(What you need to do)
Where the records appear below, transcribe them exactly, leaving none out.

*** Dataset records

PR #4580, opened 2021-11-08
[Popover] Motion improvements

dfmcphee:

This PR makes a few improvements to the `Popover` component including some foundational changes in things that it uses.

1. It improves the animation to feel snappier. It has been updated to use the `fast` duration and an updated `base` easing curve woking with @johanstromqvist. It also removed the animation on close to make it get out of the users way immediately.

#### Before

https://user-images.githubusercontent.com/478990/140956276-d9b92832-cbb5-467d-9c7a-d4ab9dd1d278.mov

#### After

https://user-images.githubusercontent.com/478990/140956239-b0554506-9a11-4162-b2d1-953afae4b940.mov

2. Bumps our default `max-height` for popovers to avoid forcing users to scroll the popover when they shouldn't need to.

#### Before

Screen Shot 2021-11-09 at 11 01 40 AM

#### After

Screen Shot 2021-11-09 at 11 01 28 AM

3. Remove the scroll hint by default on popover panes. Currently we animate any scrollable popover on open, which can be disorienting. By increasing the max-height this happens less often, but we also removed this as the default option.

#### Before

https://user-images.githubusercontent.com/478990/140959678-327109b7-b1e5-45c5-a47d-476de7e18197.mov

#### After

https://user-images.githubusercontent.com/478990/140959700-0a3eda14-ef96-4480-b583-b29d86ec9245.mov

4. Fixes a bug where popover or tooltip contents could be hidden behind the top bar if set to `preferredPosition="above"`.

#### Before

Screen Shot 2021-11-09 at 10 51 34 AM

#### After

Screen Shot 2021-11-09 at 10 51 13 AM

## 

### How to 🎩

<details>

```jsx
import React from 'react';
import {Page} from '../src';

  return (
    <Page title="Playground">
    </Page>
  );
}
```

</details>

### 🎩 checklist

### DIFF
--- a/UNRELEASED.md
+++ b/UNRELEASED.md
@@ -8,6 +8,8 @@ Use [the changelog guidelines](https://git.io/polaris-changelog-guidelines) to f
 
 - Added helper hooks `useIndexTableRowHovered`, `useIndexTableRowSelected`, and `useIndexTableContainerScroll` to `IndexTable` ([#4286](https://github.com/Shopify/polaris-react/pull/4286))
 - Added token for slim border radius ([#4573](https://github.com/Shopify/polaris-react/pull/4573))
+- Improves `Popover` component and its animation ([#4580](https://github.com/Shopify/polaris-react/pull/4580))
+- Improves `base` easing curve ([#4580](https://github.com/Shopify/polaris-react/pull/4580))
 
 ### Bug fixes
 
--- a/src/components/Popover/Popover.scss
+++ b/src/components/Popover/Popover.scss
@@ -4,8 +4,7 @@ $arrow-size: rem(14px);
 $visible-portion-of-arrow: rem(5px);
 $content-max-height: rem(500px);
 $content-max-width: rem(400px);
-$vertical-motion-offset: rem(-20px);
-$motion-duration: 150ms;
+$vertical-motion-offset: rem(-5px);
 
 .Popover {
   max-width: calc(100vw - #{2 * spacing()});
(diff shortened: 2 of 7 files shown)


ouellettejordan:
🚢

chloerice (approved):
So good 🤌🏽

alex-page (approved):
This is great. Thanks @dfmcphee! I am only unsure about the `will-change` property and if it is actually needed for the `transform` and `opacity`. Happy to merge but would love a quick investigation to see if it is needed.

> Don’t apply will-change to elements to perform premature optimization. If your page is performing well, don’t add the will-change property to elements just to wring out a little more speed. will-change is intended to be used as something of a last resort, in order to try to deal with existing performance problems. It should not be used to anticipate performance problems. Excessive use of will-change will result in excessive memory use and will cause more complex rendering to occur as the browser attempts to prepare for the possible change. This will lead to worse performance.
https://developer.mozilla.org/en-US/docs/Web/CSS/will-change

johanstromqvist:
Great stuff @ouellettejordan and @dfmcphee!

The asymmetric enter/exit patterns wasn't mentioned, i.e. removing exit transition. Perhaps not essential to the PR? A strong default and scalable pattern for sure!
- Enter: fast + reinforce relationship
- Exit: immediately gone

dfmcphee:
> I am only unsure about the `will-change` property and if it is actually needed for the `transform` and `opacity`. Happy to merge but would love a quick investigation to see if it is needed.

Comparing with and without the `will-change` the performance is almost identical. I am going to remove it.

> The asymmetric enter/exit patterns wasn't mentioned, i.e. removing exit transition. Perhaps not essential to the PR? A strong default and scalable pattern for sure!

Good catch. I will update the description to reflect this too.

dleroux:
Awesome! Turned out to be a lot simpler than I was thinking.

dleroux (approved):

ahmed-adly-khalil:
@dfmcphee Thank you so much for this PR, this was very much needed, especially the scroll part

******

(Task result)
PR #4580, opened 2021-11-08
[Popover] Motion improvements

dfmcphee:

This PR makes a few improvements to the `Popover` component including some foundational changes in things that it uses.

1. It improves the animation to feel snappier. It has been updated to use the `fast` duration and an updated `base` easing curve woking with @johanstromqvist. It also removed the animation on close to make it get out of the users way immediately.

#### Before

https://user-images.githubusercontent.com/478990/140956276-d9b92832-cbb5-467d-9c7a-d4ab9dd1d278.mov

#### After

https://user-images.githubusercontent.com/478990/140956239-b0554506-9a11-4162-b2d1-953afae4b940.mov

2. Bumps our default `max-height` for popovers to avoid forcing users to scroll the popover when they shouldn't need to.

#### Before

Screen Shot 2021-11-09 at 11 01 40 AM

#### After

Screen Shot 2021-11-09 at 11 01 28 AM

3. Remove the scroll hint by default on popover panes. Currently we animate any scrollable popover on open, which can be disorienting. By increasing the max-height this happens less often, but we also removed this as the default option.

#### Before

https://user-images.githubusercontent.com/478990/140959678-327109b7-b1e5-45c5-a47d-476de7e18197.mov

#### After

https://user-images.githubusercontent.com/478990/140959700-0a3eda14-ef96-4480-b583-b29d86ec9245.mov

4. Fixes a bug where popover or tooltip contents could be hidden behind the top bar if set to `preferredPosition="above"`.

#### Before

Screen Shot 2021-11-09 at 10 51 34 AM

#### After

Screen Shot 2021-11-09 at 10 51 13 AM

## 

### How to 🎩

<details>

```jsx
import React from 'react';
import {Page} from '../src';

  return (
    <Page title="Playground">
    </Page>
  );
}
```

</details>

### 🎩 checklist

### DIFF
--- a/UNRELEASED.md
+++ b/UNRELEASED.md
@@ -8,6 +8,8 @@ Use [the changelog guidelines](https://git.io/polaris-changelog-guidelines) to f
 
 - Added helper hooks `useIndexTableRowHovered`, `useIndexTableRowSelected`, and `useIndexTableContainerScroll` to `IndexTable` ([#4286](https://github.com/Shopify/polaris-react/pull/4286))
 - Added token for slim border radius ([#4573](https://github.com/Shopify/polaris-react/pull/4573))
+- Improves `Popover` component and its animation ([#4580](https://github.com/Shopify/polaris-react/pull/4580))
+- Improves `base` easing curve ([#4580](https://github.com/Shopify/polaris-react/pull/4580))
 
 ### Bug fixes
 
--- a/src/components/Popover/Popover.scss
+++ b/src/components/Popover/Popover.scss
@@ -4,8 +4,7 @@ $arrow-size: rem(14px);
 $visible-portion-of-arrow: rem(5px);
 $content-max-height: rem(500px);
 $content-max-width: rem(400px);
-$vertical-motion-offset: rem(-20px);
-$motion-duration: 150ms;
+$vertical-motion-offset: rem(-5px);
 
 .Popover {
   max-width: calc(100vw - #{2 * spacing()});
(diff shortened: 2 of 7 files shown)


ouellettejordan:
🚢

chloerice (approved):
So good 🤌🏽

alex-page (approved):
This is great. Thanks @dfmcphee! I am only unsure about the `will-change` property and if it is actually needed for the `transform` and `opacity`. Happy to merge but would love a quick investigation to see if it is needed.

> Don’t apply will-change to elements to perform premature optimization. If your page is performing well, don’t add the will-change property to elements just to wring out a little more speed. will-change is intended to be used as something of a last resort, in order to try to deal with existing performance problems. It should not be used to anticipate performance problems. Excessive use of will-change will result in excessive memory use and will cause more complex rendering to occur as the browser attempts to prepare for the possible change. This will lead to worse performance.
https://developer.mozilla.org/en-US/docs/Web/CSS/will-change

johanstromqvist:
Great stuff @ouellettejordan and @dfmcphee!

The asymmetric enter/exit patterns wasn't mentioned, i.e. removing exit transition. Perhaps not essential to the PR? A strong default and scalable pattern for sure!
- Enter: fast + reinforce relationship
- Exit: immediately gone

dfmcphee:
> I am only unsure about the `will-change` property and if it is actually needed for the `transform` and `opacity`. Happy to merge but would love a quick investigation to see if it is needed.

Comparing with and without the `will-change` the performance is almost identical. I am going to remove it.

> The asymmetric enter/exit patterns wasn't mentioned, i.e. removing exit transition. Perhaps not essential to the PR? A strong default and scalable pattern for sure!

Good catch. I will update the description to reflect this too.

dleroux:
Awesome! Turned out to be a lot simpler than I was thinking.

dleroux (approved):

ahmed-adly-khalil:
@dfmcphee Thank you so much for this PR, this was very much needed, especially the scroll part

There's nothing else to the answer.